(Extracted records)

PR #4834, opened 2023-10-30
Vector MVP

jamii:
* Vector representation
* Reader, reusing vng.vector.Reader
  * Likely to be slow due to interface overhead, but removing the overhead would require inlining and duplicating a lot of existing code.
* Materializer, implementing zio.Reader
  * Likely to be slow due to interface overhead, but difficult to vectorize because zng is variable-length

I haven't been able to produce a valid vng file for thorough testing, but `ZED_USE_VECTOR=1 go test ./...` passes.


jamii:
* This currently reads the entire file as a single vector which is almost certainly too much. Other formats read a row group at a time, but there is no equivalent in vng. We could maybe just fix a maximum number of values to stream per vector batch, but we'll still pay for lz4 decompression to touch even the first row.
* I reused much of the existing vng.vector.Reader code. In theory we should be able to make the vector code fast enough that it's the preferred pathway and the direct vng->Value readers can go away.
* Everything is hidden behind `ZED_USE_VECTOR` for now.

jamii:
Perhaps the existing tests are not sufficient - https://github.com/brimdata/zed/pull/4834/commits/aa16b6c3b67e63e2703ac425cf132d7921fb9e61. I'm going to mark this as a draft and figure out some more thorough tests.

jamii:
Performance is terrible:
---
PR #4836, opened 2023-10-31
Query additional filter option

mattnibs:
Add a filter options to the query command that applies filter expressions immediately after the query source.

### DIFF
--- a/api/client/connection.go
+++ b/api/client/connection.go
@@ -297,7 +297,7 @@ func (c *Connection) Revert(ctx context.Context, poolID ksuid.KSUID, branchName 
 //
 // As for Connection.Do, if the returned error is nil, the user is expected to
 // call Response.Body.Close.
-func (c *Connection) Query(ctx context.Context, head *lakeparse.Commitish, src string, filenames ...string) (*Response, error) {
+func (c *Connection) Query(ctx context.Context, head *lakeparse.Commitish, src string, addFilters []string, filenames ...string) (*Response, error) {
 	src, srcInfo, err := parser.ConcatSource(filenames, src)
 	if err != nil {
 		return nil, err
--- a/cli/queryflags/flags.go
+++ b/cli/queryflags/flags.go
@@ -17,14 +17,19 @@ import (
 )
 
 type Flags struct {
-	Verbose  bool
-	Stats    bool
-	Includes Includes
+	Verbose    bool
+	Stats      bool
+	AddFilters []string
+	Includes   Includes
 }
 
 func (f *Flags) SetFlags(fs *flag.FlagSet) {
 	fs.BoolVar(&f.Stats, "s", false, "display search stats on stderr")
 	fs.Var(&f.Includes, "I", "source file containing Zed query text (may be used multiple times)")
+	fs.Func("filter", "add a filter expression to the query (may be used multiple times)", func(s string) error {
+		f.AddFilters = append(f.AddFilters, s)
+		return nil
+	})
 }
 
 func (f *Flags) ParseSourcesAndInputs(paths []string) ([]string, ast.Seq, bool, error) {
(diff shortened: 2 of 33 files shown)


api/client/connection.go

= INSTRUCTIONS TO FOLLOW =
Each line above that holds the string "much" should be copied and shown.

= RESPONSE =
* This currently reads the entire file as a single vector which is almost certainly too much. Other formats read a row group at a time, but there is no equivalent in vng. We could maybe just fix a maximum number of values to stream per vector batch, but we'll still pay for lz4 decompression to touch even the first row.
* I reused much of the existing vng.vector.Reader code. In theory we should be able to make the vector code fast enough that it's the preferred pathway and the direct vng->Value readers can go away.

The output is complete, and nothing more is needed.